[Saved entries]
..............................

PR #2622, opened 2024-08-04
contrib/gonic: new package (0.16.4)

saagraa:


q66:
please format your template with black or ruff

contrib/gonic/template.py
```diff
@@ -0,0 +1,15 @@
+pkgname = "gonic"
+pkgver = "0.16.4"
+pkgrel = 0
+build_style = "go"
+make_build_args = [ "cmd/gonic/gonic.go" ]
+hostmakedepends = [ "go" ]
+makedepends = [ "sqlite-devel", "taglib-devel", "pkgconf" ]
```
nekopsykose, line 7: pkgconf is hostmakedepends

nekopsykose:
this needs a dinit service for it too pretty sure

contrib/gonic/template.py
nekopsykose: you also need go_build_tags = ["libsqlite3"] for sqlite-devel to be used

contrib/gonic/template.py
```diff
@@ -0,0 +1,15 @@
...
+pkgdesc = "Static site generator"
```
nekopsykose, line 8:
```suggestion
pkgdesc = "Subsonic-compatible music streaming server"
```

saagraa:
> this needs a dinit service for it too pretty sure

Should I match the path upstream uses for config (/etc/gonic/config) and leave that file/path nonexistent? A default config doesn't make too much sense for this I think.

nekopsykose:
that sounds like it would make sense, sure

nekopsykose:
> Edit: upstream has a default config, I'll install that

it does, and you could make the `command =` pass -config-path to it, but that default config doesn't work ootb so idk if that makes sense to just put in /etc/ or not

nekopsykose:
for tmpfiles/sysusers, you can also use the upstream contrib one as reference, just name the user `_gonic` instead

contrib/gonic/files/gonic
```diff
@@ -0,0 +1,5 @@
+type = process
+command = /usr/bin/gonic -config-path /etc/gonic/config
+depends-on = network.target
```
nekopsykose, line 3: network.target is only supplementary; you want to also add depends-on = local.target

contrib/gonic/template.py
```diff
@@ -0,0 +1,23 @@
+pkgname = "gonic"
+pkgver = "0.16.4"
+pkgrel = 0
+build_style = "go"
+make_build_args = ["cmd/gonic/gonic.go"]
```
nekopsykose, line 5:
```suggestion
make_build_args = ["./cmd/gonic"]
```

contrib/gonic/template.py
```diff
@@ -0,0 +1,23 @@
...
+makedepends = ["sqlite-devel", "taglib-devel"]
+go_build_tags = ["libsqlite3"]
+pkgdesc = "Music streaming server / subsonic server API implementation"
+maintainer = "samg <samg@fastmail.com>"
+license = "GPL-3.0-only"
+url = "https://github.com/sentriz/gonic"
+source = f"https://github.com/sentriz/gonic/archive/refs/tags/v{pkgver}.tar.gz"
+sha256 = "ba690a861a075bdf3f1f7e8131e45a5ca430ec90902a97faf955ec9f36799461"
+# tests require network access, transcoding test requires ffmpeg
+options = ["!check", "!cross"]
```
nekopsykose, line 16:
```suggestion
# taglib gomod can't cross
options = ["!cross"]
```

nekopsykose: (the default go test ./... seems to work fine)

contrib/gonic/template.py
```diff
@@ -0,0 +1,23 @@
...
+build_style = "go"
+make_build_args = ["cmd/gonic/gonic.go"]
+hostmakedepends = ["go", "pkgconf"]
+makedepends = ["sqlite-devel", "taglib-devel"]
+go_build_tags = ["libsqlite3"]
+pkgdesc = "Music streaming server / subsonic server API implementation"
+maintainer = "samg <samg@fastmail.com>"
+license = "GPL-3.0-only"
+url = "https://github.com/sentriz/gonic"
+source = f"https://github.com/sentriz/gonic/archive/refs/tags/v{pkgver}.tar.gz"
```
nekopsykose, line 13:
```suggestion
source = f"{url}/archive/refs/tags/v{pkgver}.tar.gz"
```

contrib/gonic/template.py
saagraa: I'm getting a test failure in when building in the sandbox but not outside of it; still trying to sort it out

nekopsykose: i'm not sure how you're testing that but just running a regular `pkg` with this works fine for me, just push it and see what CI says

nekopsykose: hm ok seems to fail, why did it work for me...

nekopsykose: and it definitely runs the same failing test for me locally

```
ok  	go.senan.xyz/gonic/server/ctrlsubsonic	0.101s
```

nothing in the files seem to e.g. do something different based on CI in env or whatnot so i'm very confused..

nekopsykose: aand now it works

so i guess that's actually a flake that only sometimes happens, oh well

PR #2628, opened 2024-08-05
main/bubblewrap: restore all tests

yoctozepto:
No version bump as the pkg does not change.


yoctozepto:
On these notes:

1) The portability patch could be upstreamed by omitting the disablement of seccomp test.
2) I could not get the python binding for seccomp to work. If anyone wants to pick this effort up, the binding is part of libseccomp itself, enabled by the `--enable-python` switch after having installed `python-cython` and `python-devel`. I believe I lack cython and/or legacy packaging experience to fix the resulting build.

yoctozepto:
cc @q66

nekopsykose:
> The only test remaining disabled is the one for seccomp because
chimera lacks python bindings for libseccomp.

added

yoctozepto:
Oh, lovely, @nekopsykose! TYVM

Let me try it.

yoctozepto:
It works!

PR #2630, opened 2024-08-05
main/less: reenable tests

triallax:
submitting as a pr because of this line that comes from running the tests:

```
sh: lessecho: not found
```

the tests still pass, but i'm not sure where this error is coming from

### DIFF
--- a/main/less/template.py
+++ b/main/less/template.py
@@ -1,6 +1,6 @@
 pkgname = "less"
 pkgver = "661"
-pkgrel = 0
+pkgrel = 1
 build_style = "gnu_configure"
 configure_args = ["--with-regex=posix"]
 make_cmd = "gmake"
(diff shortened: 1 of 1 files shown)


nekopsykose:
the test that ''tries invoke it'' is

```
/builddir/less-661/lesstest/lesstest  -e  -s '/builddir/less-661/lesstest/lt_screen' -t '/builddir/less-661/lesstest/lt/utf8-2.txt.lt' '/builddir/less-661/less'
```

and some part of less itself under some conditions that internally call `lglob` use lessecho (which is invoked via a shell wrapper from less, i.e. `sh -c 'lessecho ...'`), so the spawned shell itself then reports that since it's not in path.

there's no way to work around this since `lesstest` drops the whole env, even PATH before executing the actual test... so it's impossible for the spawned shell to find anything. so this is.. intentional? nothing to do :)

nekopsykose:
this code is nigh unreadable, so please send your prayers

triallax:
your prayers

PR #2635, opened 2024-08-06
user/tarsnap: new package

na-sa-do:
Not sure it's proper to put the sample config in /etc.

### DIFF
--- a/user/tarsnap/template.py
+++ b/user/tarsnap/template.py
@@ -1,0 +1,20 @@
+pkgname = "tarsnap"
+pkgver = "1.0.40"
+pkgrel = 0
+build_style = "gnu_configure"
+configure_gen = []
+makedepends = [
+    "e2fsprogs-devel",
+    "openssl-devel",
+    "zlib-ng-compat-devel",
+]
+pkgdesc = "Online backups for the truly paranoid"
+maintainer = "Nasado <hi@nasado.name>"
+license = "custom:tarsnap"
+url = "https://www.tarsnap.com"
+source = f"{url}/download/tarsnap-autoconf-{pkgver}.tgz"
+sha256 = "bccae5380c1c1d6be25dccfb7c2eaa8364ba3401aafaee61e3c5574203c27fd5"
+
+
+def post_install(self):
+    self.install_license("COPYING")
--- a/user/tarsnap/patches/tarsnap-1.0.40-strict-aliasing-fix.patch
+++ b/user/tarsnap/patches/tarsnap-1.0.40-strict-aliasing-fix.patch
@@ -1,0 +1,158 @@
+https://github.com/Tarsnap/tarsnap/commit/ca40c06f290fb8298dc2e583303d45b58878f37b
+https://github.com/Tarsnap/tarsnap/commit/4af6d8350ab53d0f1f3104ce3d9072c2d5f9ef7a
+
+From 4af6d8350ab53d0f1f3104ce3d9072c2d5f9ef7a Mon Sep 17 00:00:00 2001
+From: Graham Percival <gperciva@tarsnap.com>
+Date: Fri, 1 Apr 2022 16:58:43 -0700
+Subject: [PATCH] scrypt: Fix strict aliasing
+
+The original scrypt code treated its data as blobs of bytes, accessing
+them in whatever manner was convenient from time to time:
+
+* as 32-bit words or vectors thereof for the purpose of the Salsa20/8 core
+* in machine-word-sized chunks (aka. size_t) for block copy and xor operations
+* as 32-bit words for the Integerify function.
+
+This worked fine at the time, but newer compilers apply strict aliasing rules
+which allow them to assume that e.g. data accessed as a uint32_t is not the
+same as data accessed as a size_t, resulting in miscompilation.
+
+Note that in recent versions of scrypt (after 2015-07-18; versions 1.2.0 and
+later) such miscompilation should be detected by the built-in runtime testing.
+
+To avoid aliasing problems, the generic scrypt code now operates on uint32_t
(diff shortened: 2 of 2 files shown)


user/tarsnap/template.py
```diff
@@ -0,0 +1,27 @@
+pkgname = "tarsnap"
+pkgver = "1.0.40"
+pkgrel = 0
+build_style = "configure"
```
nekopsykose, line 4: this is gnu_configure

user/tarsnap/template.py
```diff
@@ -0,0 +1,27 @@
...
+source = f"{url}/download/tarsnap-autoconf-{pkgver}.tgz"
+sha256 = "bccae5380c1c1d6be25dccfb7c2eaa8364ba3401aafaee61e3c5574203c27fd5"
+
+
+def post_install(self):
+    self.mkdir(self.destdir / "etc")
+    self.mv(
+        self.destdir / "usr/etc/tarsnap.conf.sample",
+        self.destdir / "etc/tarsnap.conf.sample",
+    )
```
nekopsykose, line 26: self.rename

nekopsykose: though this should be in usr/share/doc or something

nekopsykose:
pretty sure this needs restricted = "non-redistributable" since

```
Redistribution and use in source and binary forms, without modification,
is permitted for the sole purpose of using the "tarsnap" backup service
provided by Tarsnap Backup Inc.
```

we would be 'redistributing' and we cannot guarantee that at all

user/tarsnap/template.py
```diff
@@ -0,0 +1,27 @@
...
+pkgver = "1.0.40"
+pkgrel = 0
+build_style = "configure"
+configure_args = [
+    "--prefix=/usr",
+]
+makedepends = [
+    "openssl-devel",
+    "zlib-ng-compat-devel",
+    "e2fsprogs-devel",
```
nekopsykose, line 11: sort

user/tarsnap/template.py
```diff
@@ -0,0 +1,27 @@
...
+pkgdesc = "Online backups for the truly paranoid"
+maintainer = "Nasado <hi@nasado.name>"
+license = "custom:tarsnap"
+url = "https://www.tarsnap.com"
+source = f"{url}/download/tarsnap-autoconf-{pkgver}.tgz"
+sha256 = "bccae5380c1c1d6be25dccfb7c2eaa8364ba3401aafaee61e3c5574203c27fd5"
+
+
+def post_install(self):
+    self.mkdir(self.destdir / "etc")
```
nekopsykose, line 22: self.install_dir (in general)

user/tarsnap/template.py
nekopsykose: although that would also make it not installed in main package so not sure either..

user/tarsnap/template.py
na-sa-do: are you sure? it builds fine as plain configure, but gnu_configure makes it fail with "configure.ac is required"

nekopsykose: that happens because the default of gnu_configure is to also run autoreconf (which gives you that error), and that requires the actual autotools inputs. since this is a very proprietary project, they removed even those (even though their actual source tree most definitely has the originals)

so what you want to also add is `configure_gen = []` to skip the reconf step- but the ./configure that is there is a gnu_configure script so you don't need to pass the --prefix=/usr. sorry if that wasn't clear :)

na-sa-do:
re: the license, I think you're being a little paranoid, honestly. if you insist I'll add it, but tarsnap is already in a bunch of other distros and [officially acknowledges them on the website](https://www.tarsnap.com/download.html) which seems to mean they're fine with it.

nekopsykose:
> I think you're being a little paranoid, honestly. if you insist I'll add it, but tarsnap is already in a bunch of other distros and [officially acknowledges them on the website](https://www.tarsnap.com/download.html)

> Debian-based (including Ubuntu and Mint)

this lists their own third-party repo (it's not in upstream debian)

> Redhat-based Linux (including Fedora and CentOS)

this lists a third-party copr created by random users; what they link to is actually a search url on the copr page and not a package, even

> Gentoo Linux

gentoo compiles from source on the user machine, so there aren't any distribution concerns.

for the official gentoo bindist, this is not present on it

> SUSE and openSUSE Linux

i don't know anything about suse packaging; it looks like they actually have a package for this, but i have no idea how it works (i.e. if it's actually an official distro package or not), since it's under experimental/community

> Arch Linux
> nixos
> Slackware Linux
> *bsd

yep, actually shipped here

> void linux

marked as restricted

so.. overall a wash :) go ahead and mark it as restricted

na-sa-do:
alright alright. but how official they are to the other distros isn't really relevant -- the important thing is that they mention them on their website, which tells me at least that tarsnap doesn't mind them existing.

nekopsykose:
sure; i guess that's fair enough and makes sense actually and i didn't think of it for some reason..

user/tarsnap/template.py
```diff
@@ -0,0 +1,23 @@
+pkgname = "tarsnap"
+pkgver = "1.0.40"
+pkgrel = 0
+build_style = "gnu_configure"
+configure_gen = []
+hostmakedepends = [
+    "autoconf",
+]
```
nekopsykose, line 8: i think you don't need this here either (i.e. without reconfing you don't need any hostdeps)

na-sa-do: oh true

nekopsykose:
and i think you'll want https://gitweb.gentoo.org/repo/gentoo.git/tree/app-backup/tarsnap/files/tarsnap-1.0.40-strict-aliasing-fix.patch too

PR #2636, opened 2024-08-06
cbuild: update some autoconf cache

nekopsykose:
some sorted, and strcasestr/c++ ns skipped

a few more values imported from OE

also, move the bulk of common-linux gl_* to musl-linux so it skips most gl garbage even in native instead of only cross. we source musl for both


q66:
the files just come directly from OE (iirc i haven't made any changes to them? or maybe there is something minor), we should probably not be modifying them

nekopsykose:
they seem somewhat different and not the same (though i only looked for like 1 year of changes, maybe they got changed in like the past 4 years)...

i can double check later, if they're actually unmodified then i'd update them and source common- in native too for the same effect then (?) and still add the strcasestr thing as an extra (that one isn't upstream)

at least i don't see any downside to setting these since it's always gonna be correct

q66:
i think i may have removed some shell constructs to shrimplify them and make them ez to parse by cbuild? don't rember now

PR #2923, opened 2024-09-12
main/curl: update to 8.10.0

fossdd:


nekopsykose:
i had reverted this because it was broken

it's fixed now in master but i'm just waiting a day or two to see if there will be a point release :)

fossdd:
alrighty. makes sense. thanks!

PR #2924, opened 2024-09-13
lxde desktop environment

jabuxas:
latest versions available (that's why mix/match github and sourceforge, some aren't on sourceforge yet), we prio sourceforge since thats the "main" one apparently. 

image

notable stuff:

- libfm depends on dbus-glib and thats no longer a thing, so we apply quite a big patch to change all of that
- i wasnt able to compile obconf without pulling master. even getting last release and [patching it til master](https://paste.jabuxas.xyz/4692155485.gf08R0YqZ5) didnt work, but pulling from master directly does - no clue. same thing kind of happened with pcmanfm as well, where one source doenst play nice but another does
- we cant have obconf-qt yet to substitute it because qt6 was merged just 2 weeks ago and no new release
- not all of the suite is ported yet, not sure if we should do all of it, maybe bundle in a different lxde-apps pkg?


q66:
isn't this thing like dead af

i'm not sure if i feel like having more dead desktops for a dead display server

if you want a scuffed x11 desktop what does this offer over xfce

nekopsykose:
> isn't this thing like dead af

considering the patches to make it work are from 2020, yea

nekopsykose:
mayb this is an epic side effect of 'kde1' so everyone thinks this is a good idea :^)

q66:
yeah, sorry

i want to actually remove things like intltool someday and not just keep piling on more unmaintained crap that would make it stay in forever

jabuxas:
it had commits like 3 weeks ago and its rather lively for a x11 desktop, should you guys reconsider. pcmanfm is also nice

q66:
maybe they should apply their 2020 patches then

PR #2931, opened 2024-09-15
main/epiphany: update to 47.0

tulilirockz:
Depends on #2867


q66:
i deal with gnome updates myself, prs for individual bits just add me work

tulilirockz:
oh! fair! thats why i didny see any other epiphany PR :p

PR #2934, opened 2024-09-15
user/gamescope: update to 5.19

tulilirockz:


user/gamescope/template.py
```diff
@@ -58,7 +59,7 @@
     f"{url}/archive/refs/tags/{pkgver}.tar.gz",
     "https://github.com/ValveSoftware/openvr/archive/ebd425331229365dc3ec42d1bb8b2cc3c2332f81.tar.gz",
     "https://github.com/Joshua-Ashton/vkroots/archive/5106d8a0df95de66cc58dc1ea37e69c99afc9540.tar.gz",
-    "https://gitlab.freedesktop.org/wlroots/wlroots/-/archive/a5c9826e6d7d8b504b07d1c02425e6f62b020791.tar.gz",
+    "https://gitlab.freedesktop.org/wlroots/wlroots/-/archive/0.18.0.tar.gz",
```
nekopsykose, line 62: this is the wrong commit and not what is used upstream

the reason i haven't updated it yet is because the newer versions are broken, see the other mr that wanted to update it

tulilirockz: oh! makes sense, i just found it weird that the thing wasnt using the latest wlroots version

nekopsykose: the exact things are submodules so you have to follow the submodule git state in th repo to see what to put for all these

nekopsykose: that said it's only that one thing that was broken so i guess i'll update it anyway

tulilirockz: the thing is that the upstream's submodule points to a random outdated fork of wlroots on github tho

nekopsykose: the fork is actually the same as 0.18.0 when you look at the commit

but regardless of what it is, it's what they use in submodule so if you use submodules it's what you have to follow unless there's a reason not to

PR #2937, opened 2024-09-15
user/warp: new package

tulilirockz:


user/warp/template.py
```diff
@@ -0,0 +1,40 @@
...
+hostmakedepends = [
+    "meson",
+    "cargo-auditable",
+    "pkgconf",
+    "gettext",
+    "desktop-file-utils",
+    "itstool",
+]
+makedepends = [
+    "rust-std",
```
nekopsykose, line 15: sort these

tulilirockz: oh  true

PR #2944, opened 2024-09-16
user/snapper: new package

tulilirockz:


user/snapper/patches/btrfs.patch
```diff
@@ -0,0 +1,17 @@
...
+ #include <sys/types.h>
+ #include <sys/stat.h>
+ #include <unistd.h>
+-#ifdef HAVE_LIBBTRFS
+ #include <btrfs/ioctl.h>
+ #include <btrfs/send-utils.h>
+-#else
+-#include <linux/btrfs.h>
+-#endif
+-#ifdef HAVE_LIBBTRFSUTIL
```
nekopsykose, line 13: not sure what this fixes, this is already the path taken if these HAVE_ are set and they should be, if they're not then the build system has to be fixed instead..?

user/snapper/patches/ncurses.patch
```diff
@@ -0,0 +1,10 @@
+diff --git a/client/utils/Makefile.am b/client/utils/Makefile.am
+index e6a9968..aeeea5a 100644
+--- a/client/utils/Makefile.am
++++ b/client/utils/Makefile.am
+@@ -20,4 +20,4 @@ libutils_la_SOURCES =					\
+ 	CsvFormatter.cc	    	CsvFormatter.h		\
+ 	JsonFormatter.cc    	JsonFormatter.h
+ 
+-libutils_la_LIBADD = ../../snapper/libsnapper.la -ltinfo
++libutils_la_LIBADD = ../../snapper/libsnapper.la -lncurses
```
nekopsykose, line 10: this isn't needed, libtinfo compat symlinks exist, they're just in ncurses-libtinfo-devel for some reason, i'll put them in the main one

user/snapper/template.py
```diff
@@ -0,0 +1,64 @@
...
+    "boost-devel",
+    "dbus-devel",
+    "e2fsprogs-devel",
+    "json-c-devel",
+    "libbtrfs-devel",
+    "libbtrfsutil-devel",
+    "libmount-devel",
+    "libxml2-devel",
+    "linux-pam-devel",
+    "ncurses-devel",
```
nekopsykose, line 36: stray newlines

user/snapper/template.py
```diff
@@ -0,0 +1,64 @@
...
+    self.install_file("data/sysconfig.snapper", "etc/snapper", name="snapper")
+    self.install_service(self.files_path / "snapper")
+    self.install_tmpfiles(self.files_path / "tmpfiles.conf")
+    self.uninstall("usr/lib/snapper/testsuite")
+    self.uninstall("usr/lib/snapper/systemd-helper")
+
+
+@subpackage("snapper-libs")
+def _(self):
+    self.install_if = [self.parent]
```
nekopsykose, line 57: the parent links to the libs already so this install_if doesn't do anything

but there's also no reason to split them that i see

user/snapper/template.py
```diff
@@ -0,0 +1,64 @@
...
+    return self.default_libs()
+
+
+@subpackage("pam_snapper")
+def _(self):
+    self.install_if = [self.parent]
```
nekopsykose, line 63: don't need this subpackage either

user/snapper/patches/btrfs.patch
nekopsykose: i guess this is easier than making the build system define HAVE_LIBBTRFS, but the latter is defined ok afaict

user/snapper/template.py
nekopsykose: but you do need a -devel one

user/snapper/patches/btrfs.patch
tulilirockz: apparently these HAVE_s arent being set properly. ive tried doing a ton of stuff and it wouldnt fix this damn thing

nekopsykose: yeah, the former is not checked at all :)

user/snapper/template.py
tulilirockz: from what I know, transactional-update depends on libsnapper but not the snapper CLI... althought that probably would even work on chimera, right? ill just merge it into the base package

tulilirockz:
oh my god
what

tulilirockz:
what happened

nekopsykose:
you rebased something wrong

tulilirockz:
better now 👍

tulilirockz:
patched cron script cuz without that it wont get recognized by run-parts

..............................

Requirement » Say the number of lines in the entries that have the string "either", and only that.

Task solution » 3